Prompt: Return all the lines below in which the string "expt" appears.

Dataset entries:
((
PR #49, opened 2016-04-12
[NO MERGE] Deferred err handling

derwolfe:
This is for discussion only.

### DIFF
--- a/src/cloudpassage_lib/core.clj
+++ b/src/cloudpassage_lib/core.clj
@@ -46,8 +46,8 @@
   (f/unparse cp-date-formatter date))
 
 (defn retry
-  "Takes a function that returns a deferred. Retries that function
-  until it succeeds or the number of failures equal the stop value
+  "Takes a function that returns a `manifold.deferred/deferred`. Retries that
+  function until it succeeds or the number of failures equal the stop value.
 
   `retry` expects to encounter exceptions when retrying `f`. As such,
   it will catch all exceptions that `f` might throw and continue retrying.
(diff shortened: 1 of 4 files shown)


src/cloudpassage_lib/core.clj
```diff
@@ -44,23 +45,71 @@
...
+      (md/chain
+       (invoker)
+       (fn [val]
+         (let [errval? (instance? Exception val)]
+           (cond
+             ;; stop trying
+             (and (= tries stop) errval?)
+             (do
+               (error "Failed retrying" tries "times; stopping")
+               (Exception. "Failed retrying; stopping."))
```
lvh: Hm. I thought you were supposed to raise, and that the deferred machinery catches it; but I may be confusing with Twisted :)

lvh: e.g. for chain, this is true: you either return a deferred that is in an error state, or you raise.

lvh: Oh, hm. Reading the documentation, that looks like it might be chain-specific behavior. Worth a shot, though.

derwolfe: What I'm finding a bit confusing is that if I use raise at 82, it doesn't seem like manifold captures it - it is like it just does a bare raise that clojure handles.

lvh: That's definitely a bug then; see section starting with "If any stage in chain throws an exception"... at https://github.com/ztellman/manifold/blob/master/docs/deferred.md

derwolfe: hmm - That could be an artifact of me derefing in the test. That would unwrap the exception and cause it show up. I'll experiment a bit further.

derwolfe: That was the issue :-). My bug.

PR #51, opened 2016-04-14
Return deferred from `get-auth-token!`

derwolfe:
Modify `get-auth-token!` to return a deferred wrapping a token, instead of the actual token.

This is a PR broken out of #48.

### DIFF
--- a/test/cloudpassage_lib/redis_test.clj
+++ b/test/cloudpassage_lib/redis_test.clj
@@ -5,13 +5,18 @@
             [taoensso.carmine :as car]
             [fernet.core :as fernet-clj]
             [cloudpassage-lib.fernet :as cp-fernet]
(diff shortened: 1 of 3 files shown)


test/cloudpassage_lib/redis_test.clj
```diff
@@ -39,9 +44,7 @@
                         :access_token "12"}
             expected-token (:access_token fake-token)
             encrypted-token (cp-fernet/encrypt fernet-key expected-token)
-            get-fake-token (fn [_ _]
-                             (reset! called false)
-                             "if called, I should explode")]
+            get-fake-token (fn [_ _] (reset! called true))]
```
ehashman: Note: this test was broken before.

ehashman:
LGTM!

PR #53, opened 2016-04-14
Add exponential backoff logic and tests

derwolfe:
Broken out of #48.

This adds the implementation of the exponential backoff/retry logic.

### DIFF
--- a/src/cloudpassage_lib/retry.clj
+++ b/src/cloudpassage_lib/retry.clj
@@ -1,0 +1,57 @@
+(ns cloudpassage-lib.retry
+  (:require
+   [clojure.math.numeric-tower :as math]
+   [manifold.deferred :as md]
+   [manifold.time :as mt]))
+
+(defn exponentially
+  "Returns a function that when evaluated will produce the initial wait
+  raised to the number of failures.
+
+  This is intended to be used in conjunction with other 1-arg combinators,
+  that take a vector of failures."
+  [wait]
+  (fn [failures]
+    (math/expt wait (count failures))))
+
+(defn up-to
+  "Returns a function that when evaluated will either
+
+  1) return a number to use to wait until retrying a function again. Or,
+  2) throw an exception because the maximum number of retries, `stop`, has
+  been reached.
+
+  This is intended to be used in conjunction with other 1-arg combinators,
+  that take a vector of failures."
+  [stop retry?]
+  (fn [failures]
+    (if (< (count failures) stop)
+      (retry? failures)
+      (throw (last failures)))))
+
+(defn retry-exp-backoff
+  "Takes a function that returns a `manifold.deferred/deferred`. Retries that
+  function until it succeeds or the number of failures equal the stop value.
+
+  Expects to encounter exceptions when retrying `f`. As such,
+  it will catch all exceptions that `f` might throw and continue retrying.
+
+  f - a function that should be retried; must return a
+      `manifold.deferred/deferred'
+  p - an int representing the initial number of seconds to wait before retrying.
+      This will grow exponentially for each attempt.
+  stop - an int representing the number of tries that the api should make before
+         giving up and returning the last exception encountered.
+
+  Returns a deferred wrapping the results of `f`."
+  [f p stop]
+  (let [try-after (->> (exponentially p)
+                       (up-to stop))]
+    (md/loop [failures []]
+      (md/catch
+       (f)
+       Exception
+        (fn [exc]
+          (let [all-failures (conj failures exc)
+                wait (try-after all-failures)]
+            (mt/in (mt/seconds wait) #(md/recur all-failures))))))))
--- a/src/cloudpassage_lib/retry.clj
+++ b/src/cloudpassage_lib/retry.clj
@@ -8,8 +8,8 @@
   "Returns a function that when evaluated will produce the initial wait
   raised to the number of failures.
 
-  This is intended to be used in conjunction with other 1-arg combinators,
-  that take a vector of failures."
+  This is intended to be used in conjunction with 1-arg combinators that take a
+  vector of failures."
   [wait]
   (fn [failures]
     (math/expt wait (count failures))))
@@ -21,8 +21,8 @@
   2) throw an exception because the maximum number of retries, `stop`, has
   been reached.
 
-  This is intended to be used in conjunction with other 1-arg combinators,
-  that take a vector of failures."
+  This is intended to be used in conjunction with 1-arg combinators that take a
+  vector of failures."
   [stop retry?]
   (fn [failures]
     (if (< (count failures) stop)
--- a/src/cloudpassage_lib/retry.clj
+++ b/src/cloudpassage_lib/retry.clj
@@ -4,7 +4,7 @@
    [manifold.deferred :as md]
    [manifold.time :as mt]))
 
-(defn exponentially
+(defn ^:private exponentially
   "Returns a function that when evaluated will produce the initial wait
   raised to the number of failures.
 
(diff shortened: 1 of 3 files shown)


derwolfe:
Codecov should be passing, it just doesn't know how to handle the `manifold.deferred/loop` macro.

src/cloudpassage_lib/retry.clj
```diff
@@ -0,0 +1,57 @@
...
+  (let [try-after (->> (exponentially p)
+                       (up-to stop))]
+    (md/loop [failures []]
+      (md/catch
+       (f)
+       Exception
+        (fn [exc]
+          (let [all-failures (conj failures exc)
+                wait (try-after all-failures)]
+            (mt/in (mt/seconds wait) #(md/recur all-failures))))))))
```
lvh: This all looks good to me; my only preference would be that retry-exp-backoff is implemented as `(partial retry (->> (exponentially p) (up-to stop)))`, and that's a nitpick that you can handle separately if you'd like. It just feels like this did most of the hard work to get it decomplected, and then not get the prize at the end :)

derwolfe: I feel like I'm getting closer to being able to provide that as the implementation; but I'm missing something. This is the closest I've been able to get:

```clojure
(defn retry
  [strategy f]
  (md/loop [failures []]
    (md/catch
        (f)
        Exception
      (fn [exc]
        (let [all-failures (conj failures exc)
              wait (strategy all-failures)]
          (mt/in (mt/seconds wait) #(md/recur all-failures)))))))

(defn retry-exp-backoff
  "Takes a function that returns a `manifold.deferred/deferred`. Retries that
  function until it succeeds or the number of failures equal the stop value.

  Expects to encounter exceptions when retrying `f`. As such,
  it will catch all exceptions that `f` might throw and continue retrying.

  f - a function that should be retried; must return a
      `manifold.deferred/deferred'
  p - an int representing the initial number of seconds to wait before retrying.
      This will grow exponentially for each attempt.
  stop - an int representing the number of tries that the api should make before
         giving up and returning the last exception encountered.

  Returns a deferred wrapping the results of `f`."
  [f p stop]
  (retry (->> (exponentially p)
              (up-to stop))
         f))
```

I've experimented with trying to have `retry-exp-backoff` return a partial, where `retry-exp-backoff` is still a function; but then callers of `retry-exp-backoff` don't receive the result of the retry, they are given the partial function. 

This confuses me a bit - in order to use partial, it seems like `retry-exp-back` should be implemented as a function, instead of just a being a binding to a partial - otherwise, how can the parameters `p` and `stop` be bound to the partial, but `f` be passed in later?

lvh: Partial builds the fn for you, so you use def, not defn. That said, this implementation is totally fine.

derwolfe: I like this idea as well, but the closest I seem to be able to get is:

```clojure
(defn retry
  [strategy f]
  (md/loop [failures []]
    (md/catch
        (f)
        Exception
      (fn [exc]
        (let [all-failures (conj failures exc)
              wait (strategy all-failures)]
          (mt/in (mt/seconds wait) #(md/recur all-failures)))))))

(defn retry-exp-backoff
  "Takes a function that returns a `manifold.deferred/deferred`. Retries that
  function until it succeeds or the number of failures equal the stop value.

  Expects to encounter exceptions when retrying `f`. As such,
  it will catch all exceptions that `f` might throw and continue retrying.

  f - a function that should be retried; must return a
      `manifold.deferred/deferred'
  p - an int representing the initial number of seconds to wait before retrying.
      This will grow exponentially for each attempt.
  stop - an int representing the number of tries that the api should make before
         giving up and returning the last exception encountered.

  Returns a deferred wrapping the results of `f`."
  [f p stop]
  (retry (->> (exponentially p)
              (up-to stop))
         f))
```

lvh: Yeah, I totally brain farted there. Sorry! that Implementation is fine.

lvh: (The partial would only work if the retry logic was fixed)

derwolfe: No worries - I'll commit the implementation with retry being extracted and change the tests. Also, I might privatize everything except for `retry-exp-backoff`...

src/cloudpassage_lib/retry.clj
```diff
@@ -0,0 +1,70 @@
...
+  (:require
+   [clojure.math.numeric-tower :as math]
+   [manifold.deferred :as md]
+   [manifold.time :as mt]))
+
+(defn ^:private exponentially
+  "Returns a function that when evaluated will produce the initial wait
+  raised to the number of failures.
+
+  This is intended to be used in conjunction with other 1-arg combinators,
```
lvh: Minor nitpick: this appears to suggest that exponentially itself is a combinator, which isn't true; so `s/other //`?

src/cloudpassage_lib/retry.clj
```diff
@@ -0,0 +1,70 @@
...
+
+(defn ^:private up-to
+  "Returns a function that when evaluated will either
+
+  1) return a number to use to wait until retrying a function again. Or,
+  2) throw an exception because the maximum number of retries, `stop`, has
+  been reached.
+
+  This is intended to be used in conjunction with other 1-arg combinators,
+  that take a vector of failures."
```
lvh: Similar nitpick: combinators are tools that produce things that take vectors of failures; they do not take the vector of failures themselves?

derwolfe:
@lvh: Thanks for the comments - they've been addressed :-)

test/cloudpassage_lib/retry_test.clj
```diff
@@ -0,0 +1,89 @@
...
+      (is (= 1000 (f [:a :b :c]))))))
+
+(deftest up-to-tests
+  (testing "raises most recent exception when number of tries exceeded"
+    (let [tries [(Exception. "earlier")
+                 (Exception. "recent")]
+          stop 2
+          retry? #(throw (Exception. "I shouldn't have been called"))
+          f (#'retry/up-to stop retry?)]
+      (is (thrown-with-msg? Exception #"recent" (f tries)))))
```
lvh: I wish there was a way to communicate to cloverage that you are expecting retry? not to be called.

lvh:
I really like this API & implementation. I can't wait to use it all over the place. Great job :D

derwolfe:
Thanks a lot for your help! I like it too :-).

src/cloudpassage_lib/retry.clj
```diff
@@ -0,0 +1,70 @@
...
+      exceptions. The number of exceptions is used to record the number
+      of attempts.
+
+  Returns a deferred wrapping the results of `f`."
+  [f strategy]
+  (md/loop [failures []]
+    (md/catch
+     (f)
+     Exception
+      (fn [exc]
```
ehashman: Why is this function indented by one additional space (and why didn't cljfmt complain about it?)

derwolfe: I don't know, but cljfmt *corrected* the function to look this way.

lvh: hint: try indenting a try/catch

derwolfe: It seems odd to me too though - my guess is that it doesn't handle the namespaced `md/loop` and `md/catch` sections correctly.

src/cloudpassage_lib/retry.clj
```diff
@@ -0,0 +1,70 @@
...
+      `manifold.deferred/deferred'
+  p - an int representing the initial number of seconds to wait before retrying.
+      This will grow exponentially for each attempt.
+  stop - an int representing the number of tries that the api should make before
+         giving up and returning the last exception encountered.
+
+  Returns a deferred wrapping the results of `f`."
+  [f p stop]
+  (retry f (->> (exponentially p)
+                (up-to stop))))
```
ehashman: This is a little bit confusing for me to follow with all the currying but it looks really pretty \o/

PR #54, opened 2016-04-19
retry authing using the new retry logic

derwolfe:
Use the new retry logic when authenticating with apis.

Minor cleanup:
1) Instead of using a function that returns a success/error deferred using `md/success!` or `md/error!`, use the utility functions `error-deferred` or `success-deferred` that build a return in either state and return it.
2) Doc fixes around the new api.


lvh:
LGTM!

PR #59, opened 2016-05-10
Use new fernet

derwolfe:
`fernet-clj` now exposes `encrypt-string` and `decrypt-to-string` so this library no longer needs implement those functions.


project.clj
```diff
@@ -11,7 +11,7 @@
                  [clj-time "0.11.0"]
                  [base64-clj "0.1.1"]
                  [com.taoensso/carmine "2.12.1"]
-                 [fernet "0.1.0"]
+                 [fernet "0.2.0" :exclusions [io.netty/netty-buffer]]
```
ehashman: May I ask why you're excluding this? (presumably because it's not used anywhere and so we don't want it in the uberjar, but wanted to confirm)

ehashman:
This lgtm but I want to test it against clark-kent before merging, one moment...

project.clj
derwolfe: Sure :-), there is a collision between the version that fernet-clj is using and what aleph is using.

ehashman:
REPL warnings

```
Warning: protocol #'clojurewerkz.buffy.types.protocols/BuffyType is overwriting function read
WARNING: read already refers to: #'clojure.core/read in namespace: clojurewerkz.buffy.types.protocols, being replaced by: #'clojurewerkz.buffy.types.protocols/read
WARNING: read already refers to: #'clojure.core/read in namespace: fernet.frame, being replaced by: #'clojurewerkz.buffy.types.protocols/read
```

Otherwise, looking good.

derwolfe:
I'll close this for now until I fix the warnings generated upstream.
))
Solution for this task:
+    (math/expt wait (count failures))))
     (math/expt wait (count failures))))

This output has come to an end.